PR #600, opened 2022-01-13
Format _apply_type_annotations.py in margin-oriented style

stroxler:
In python code - and especially typed python code - I find it much easier to skim function headers if we *always* follow the style of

● **What is required**:
Exactly the lines from the line holding "Format _apply_type_annotations.py in" through the close of the listing above make up the answer; include nothing else.

● **Task solution**:
Format _apply_type_annotations.py in margin-oriented style

stroxler:
In python code - and especially typed python code - I find it much easier to skim function headers if we *always* follow the style of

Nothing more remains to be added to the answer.